Alors que faut-il en tirer au moins sur ses intentions ? Tout d’abord qu’il ne sera pas un meneur mais un aidant et un fédérateur. Bon mais encore.

L’objectif affiché et déclaré hautement est de battre ou faire battre Martine Lignières-Cassou l’actuelle occupante de la fonction.

La méthode non moins affichée, est de rassembler autour d’une table de façon unitaire tous les prétendants actuels au trône qu’ils soient ou non officiellement déclarés. Il y aurait ainsi Marc Cabane, Yves Urieta, Véronique Lipsos Sallenave, Jean Arriau, Michel Bernos, Patrick de Stampa, Pascal Boniface, Jean Gougy, et ceux de son équipe Josy Poueyto, Jean Louis Perez et Jean Lacoste. Au total avec lui-même pas moins de onze personnes. Aurait-il oublié François Bayrou que la politique étant faite selon l’expérience qu’on en a, plus pour diviser que pour rassembler, son projet tient de la pure utopie ?

Aurait-il oublié notre François Bayrou que dès que tout ce beau monde se sera retrouvé autour d’une table, si tant est que cela se fasse, la première question qui se posera sera de savoir qui assure le leadership puisque lui-même y aurait renoncé ? Il faudra donc arbitrer face à des égos démesurés qui se considèrent chacun comme le meilleur, l’incontournable. Et- là entre la poire et le fromage, les coups pleuvront comme à Gravelotte. La couleur de son panache blanc ne suffira plus.

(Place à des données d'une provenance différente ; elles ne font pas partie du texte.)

PR #2434, opened 2023-11-14
ci: unpin nodejs workflow version

dominykas:
Not 100% sure if it was pinned deliberately earlier - there are several other things that are pinned to major only, and I think that's fine. When this is pinned, it might sometimes not receive new versions of Node.js (as the release dates are cached inside the action, as opposed to getting resolved each time).

For some reason, dependabot did not open a PR here 🤷

### DIFF
--- a/.github/workflows/nodejs.yml
+++ b/.github/workflows/nodejs.yml
@@ -15,7 +15,7 @@ on:
 jobs:
   build:
     name: Test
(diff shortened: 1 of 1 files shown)


metcoder95:
@KhafraDev @mcollina @ronag @Ethan-Arrowood any thoughts?

mcollina (approved):
lgtm

ronag (approved):

KhafraDev (approved):

PR #2455, opened 2023-11-25
fix: Add `null` type to `signal` in `RequestInit`

### LINKED ISSUE #2448: `signal` is not nullable in types of `RequestInit`
## Bug Description

According to the Fetch standard, the [`signal`](https://fetch.spec.whatwg.org/#dom-requestinit-signal) property in `RequestInit` might be nullable. However, currently, `@types/node` that use typings from this package do not allow setting that property to `null` and cause TypeScript errors.

## Reproducible By

1. Create a new package with the following dependencies: `@types/node` and `typescript`.
2. Create a `tsconfig.json` file with the following content:

    ```ts
    {
        "compilerOptions": {
            "lib": ["esnext"],
            "module": "node16",
            "strict": true
            "target": "esnext"
        },
        "files": ["./main.mts"]
    }
    ```
3. Create a `main.mts` file with the following content:

    ```ts
    const response = await fetch('http://localhost:3000', { signal: null });
    ```
4. Compile the project using `tsc`.

## Expected Behavior

There should be no error and TypeScript should compile `main.mts`.

## Logs & Screenshots

This produces the following error:

```txt
main.mts:1:57 - error TS2322: Type 'null' is not assignable to type 'AbortSignal | undefined'.

1 const response = await fetch('http://localhost:3000', { signal: null });
```

## Environment

Node v18.18.2, `@types/node` v20.9.3 (with `undici-types` v5.26.5)

### Additional context

This works fine when using adding `"dom"` to the `lib` option in `tsconfig.json` (or when using [`@types/web`](https://www.npmjs.com/package/@types/web)) as the built-in DOM types allow setting `signal` to `null`:

```ts
// Other properties omitted for brevity.
interface RequestInit {
    /** An AbortSignal to set request's signal. */
    signal?: AbortSignal | null;
}
```

This error makes it impossible to write concise app-specific `fetch` wrappers:

```ts
async function sendFile(file: File, signal?: AbortSignal): Promise<undefined> {
    return fetch('http://localhost:3000/upload, {
        method: 'POST',
        body: file,
        signal: signal ?? null,
    });
}
```

`undefined` can be used instead of `null` as the right-hand side of the nullish coalescing operator in the preceding snippet, but only when the `exactOptionalPropertyTypes` TypeScript compiler option is disabled. When combined with this flag, I'm forced to create fetch options in a verbose way:

```ts
async function sendFile(file: File, signal?: AbortSignal): Promise<undefined> {
    const options: RequestInit = {
        method: 'POST',
        body: file,
    };

    if ( signal !== undefined ) {
        options.signal = signal;
    }

    return fetch('http://localhost:3000/upload, options);
}
```

gebsh:
## This relates to...

Fixes #2448.

### Features

N/A

### Bug Fixes

- Add the missing `null` type to the `signal` property in `RequestInit`

## Status

- [x] Tested
- [ ] Documented
- [x] Review ready
- [ ] In review
- [ ] Merge ready

### DIFF
--- a/test/types/fetch.test-d.ts
+++ b/test/types/fetch.test-d.ts
@@ -42,7 +42,7 @@ expectType<HeadersInit | undefined>(requestInit.headers)
 expectType<BodyInit | undefined>(requestInit.body)
 expectType<RequestRedirect | undefined>(requestInit.redirect)
 expectType<string | undefined>(requestInit.integrity)
-expectType<AbortSignal | undefined>(requestInit.signal)
+expectType<AbortSignal | null | undefined>(requestInit.signal)
 expectType<RequestCredentials | undefined>(requestInit.credentials)
 expectType<RequestMode | undefined>(requestInit.mode)
 expectType<string | undefined>(requestInit.referrer);
--- a/types/fetch.d.ts
+++ b/types/fetch.d.ts
@@ -108,7 +108,7 @@ export interface RequestInit {
   body?: BodyInit
   redirect?: RequestRedirect
   integrity?: string
-  signal?: AbortSignal
+  signal?: AbortSignal | null
   credentials?: RequestCredentials
   mode?: RequestMode
   referrer?: string


KhafraDev (approved):

metcoder95 (commented):
Tests seems failing, can you also rebase with `main`?

gebsh:
> Tests seems failing, can you also rebase with `main`?

I've rebased my branch.

PR #2695, opened 2024-02-04
test: more information from debug tests

Uzlopak:
While investigating the code coverage issues, I got some strange error in the debug.js tests, as for some reason the stdout was containing colored output. This PR removes potential color in stdout, so that the tests wont fail because of that. 

Also in case the debug test is again flaky, the chunks should be now logged so we can maybe investigate further. 

## Status

- [ ] Tested
- [ ] Documented
- [ ] Review ready
- [ ] In review
- [ ] Merge ready


mcollina (approved):
lgtm

PR #2696, opened 2024-02-05
chore: remove mocha and chai

Uzlopak:
replaces chai and mocha with native test runner of node.

found a bug in Fetch Request.


lib/fetch/request.js
```diff
@@ -887,6 +889,50 @@ webidl.converters.Request = webidl.interfaceConverter(
...
+
+  // Note: the spec doesn't include async iterables,
+  // this is an undici extension.
+  if (V?.[Symbol.asyncIterator]) {
+    return V
+  }
+
+  return webidl.converters.XMLHttpRequestBodyInit(V)
+}
+
```
Uzlopak, line 935: This is copied from response.js. Imho it belongs to request and not reponse. Looking for a recommendation how to keep it DRY.

test/node-fetch/main.js
```diff
@@ -529,143 +511,144 @@ describe('node-fetch', () => {
...
   })
 
+  // TODO: Should we pass through the error message?
   it('should reject invalid json response', () => {
     const url = `${base}error/json`
     return fetch(url).then(res => {
-      expect(res.headers.get('content-type')).to.equal('application/json')
-      return expect(res.json()).to.eventually.be.rejectedWith(Error)
+      assert.strictEqual(res.headers.get('content-type'), 'application/json')
+      return assert.rejects(res.json(), SyntaxError)
```
Uzlopak, line 538: this exposes some information about the invalid json. Should we do that (Chrome does it too)

test/node-fetch/main.js
```diff
@@ -63,111 +49,110 @@ describe('node-fetch', () => {
...
+    assert.strictEqual(new Headers().toString(), '[object Headers]')
+    assert.strictEqual(new Response().toString(), '[object Response]')
+    assert.strictEqual(new Request(base).toString(), '[object Request]')
   })
-
+  // TODO Should we reflect the input?
   it('should reject with error if url is protocol relative', () => {
     const url = '//example.com/'
-    return expect(fetch(url)).to.eventually.be.rejectedWith(TypeError)
+    return assert.rejects(fetch(url), new TypeError('Failed to parse URL from //example.com/'))
```
Uzlopak, line 70: Should we reflect the input?

KhafraDev:
What is the issue in fetch? Why is the webidl stuff needed?

Uzlopak:
@KhafraDev 

webidl.converters.BodyInit is not defined in request.js but we are using it in this line

https://github.com/nodejs/undici/blob/a0812d8aed8752f76cdbd11f14693abd43689fa6/lib/fetch/request.js#L920

The unit test 'should throw error with GET/HEAD requests with body' was before just checking if a error is thrown. When i changed it to also check the message, it showed 'converter not defined'(or something similar). This was because BodyInit was not defined. 
Now it throws the correct error.

KhafraDev:
I'm assuming you imported `lib/fetch/request.js` and not `index.js`?

Uzlopak:
@KhafraDev Yes you are right. If I import it from index-fetch.js it will work as expected. But would this not mean, that we have the risk of breaking something if we import directly from fetch/request.js and not from index-fetch?

Uzlopak:
@KhafraDev 

Done, but feels error prone as the hoisting order is important.

KhafraDev:
It's either that or circular imports... I opted for this way. After all, you can't have Request by itself.

Uzlopak:
How about adding a simple 

if (webidl.converters.BodyInit === undefined) {
  throw new Error('should have required correctly')
}

Or in webidl.nullableConverter it should check if the coverter is a function, and throw accordingly.

This should result in no runtime overhead but improves the chance of finding a wrong require/import

KhafraDev:
Meh, realistically it shouldn't happen and tests should just require index.js. I don't see it being useful.

Uzlopak:
@KhafraDev 

But overall you like the changes?

KhafraDev:
yeah, I just have no time to do a full review on it

Uzlopak:
@KhafraDev 
No worries. I just want to make sure, that there is no big reason for rejection or something i can fix now as long as it is still "warm" in my head.

metcoder95 (approved):
LGTM

mcollina (approved):
lgtm

test/node-fetch/main.js
```diff
@@ -63,111 +49,110 @@ describe('node-fetch', () => {
...
   })
 
   it('should reject with error if url is relative path', () => {
     const url = '/some/path'
-    return expect(fetch(url)).to.eventually.be.rejectedWith(TypeError)
+    return assert.rejects(fetch(url), new TypeError('Failed to parse URL from /some/path'))
   })
 
+  // TODO: This seems odd
```
styfle, line 78: Can you explain why this seems odd?

I am seeing the following:

```
TypeError: fetch failed
    at node:internal/deps/undici/undici:12502:13
  [cause]: Error: unknown scheme
```

Perhaps this test should check for `unknown scheme` instead?

Uzlopak: Yeah, I think this is what made it odd to me.

KhafraDev: fetch should *always* reject with "fetch failed" and the cause should be the error. Basically, it's working properly.

styfle: I see. In that case we should remove the comment?

Uzlopak: I think are lacking the test that error.cause.message should be "unknown scheme".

Aurait-il oublié, l’ancien ministre de l’Education nationale, que lors du second tour des dernières présidentielles, il s’était prononcé en faveur de François Hollande, tout comme Martine Lignières-Cassou qu’il entreprend aujourd’hui de vouloir virer ?

Par contre, il n’a semble-t-il pas oublié que l’ingratitude de ceux qui, ignorant son engagement pour le candidat socialiste à la présidentielle, ont maintenu au second tour des législatives une candidate également socialiste qui l’a obligé à se retirer sur ses terres. Alors il se venge et envisage de rassembler face à Martine Lignières-Cassou.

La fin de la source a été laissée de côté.